Considering the amount of nodes and edges is relatively finite, you can probably calculate every possible path and take the shortest one.
Generally this known as the travelling salesman problem, and has a non-deterministic polynomial runtime, no matter what the algorithm you use.
http://en.wikipedia.org/wiki/Traveling_salesman_problem
The question talks about must-pass in ANY order. I have been trying to search for a solution about the defined order of must-pass nodes. I found my answer but since no question on StackOverflow had a similar question I'm posting here to let maximum people benefit from it.
If the order or must-pass is defined then you could run dijkstra's algorithm multiple times. For instance let's assume you have to start from s pass through k1, k2 and k3 (in respective order) and stop at e. Then what you could do is run dijkstra's algorithm between each consecutive pair of nodes. The cost and path would be given by:
dijkstras(s, k1) + dijkstras(k1, k2) + dijkstras(k2, k3) + dijkstras(k3, 3)
How about using brute force on the dozen 'must visit' nodes. You can cover all the possible combinations of 12 nodes easily enough, and this leaves you with an optimal circuit you can follow to cover them.
Now your problem is simplified to one of finding optimal routes from the start node to the circuit, which you then follow around until you've covered them, and then find the route from that to the end.
Final path is composed of :
start -> path to circuit* -> circuit of must visit nodes -> path to end* -> end
You find the paths I marked with * like this
Do an A* search from the start node to every point on the circuit
for each of these do an A* search from the next and previous node on the circuit to the end (because you can follow the circuit round in either direction)

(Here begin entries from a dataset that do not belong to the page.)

PR #1321, opened 2026-02-15
Add environment post processor to determine if shell should run non-interactively when a command is present

### LINKED ISSUE #1278: Executing a shell command non-interactively is no longer possible if interactive mode is enabled in version 4.0.0
I have created a shell application with Spring Boot. In the application.yaml I have enabled interactive mode and script execution:

```
spring:
  application:
    name: AMELIOShell
  shell:
    history:
      name: "amelioshell.log"
    interactive:
      enabled: true
    script:
      enabled: true
```

With version Spring Shell 3.4 I could execute the shell non interactively by simply passing a command, e.g.:

```
java -jar .\amelioshell-5.3.0-SNAPSHOT.jar get-jobstate
```
The output of the command is displayed, and then the shell exits.

When I run the same command with a jar that was built with version 4.0 the shell starts interactively, and it stops at the prompt. If I add the parameter `--spring.shell.interactive.enabled=false` then the shell is executed non-interactively. 

This is a valid bypass for me, but the previous behaviour was much better.

Is ist possible to find out at runtime whether a command was executed interactively or non interactively?

czpilar:
Resolves #1278

### DIFF
--- a/spring-shell-core-autoconfigure/src/main/java/org/springframework/shell/core/autoconfigure/SpringShellEnvironmentPostProcessor.java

What you end up with is a lot of search paths, and you can choose the one with the lowest cost.
There's lots of room for optimization by caching the searches, but I think this will generate good solutions.
It doesn't go anywhere near looking for an optimal solution though, because that could involve leaving the must visit circuit within the search.
One thing that is not mentioned anywhere, is whether it is ok for the same vertex to be visited more than once in the path. Most of the answers here assume that it's ok to visit the same edge multiple times, but my take given the question (a path should not visit the same vertex more than once!) is that it is not ok to visit the same vertex twice.
So a brute force approach would still apply, but you'd have to remove vertices already used when you attempt to calculate each subset of the path.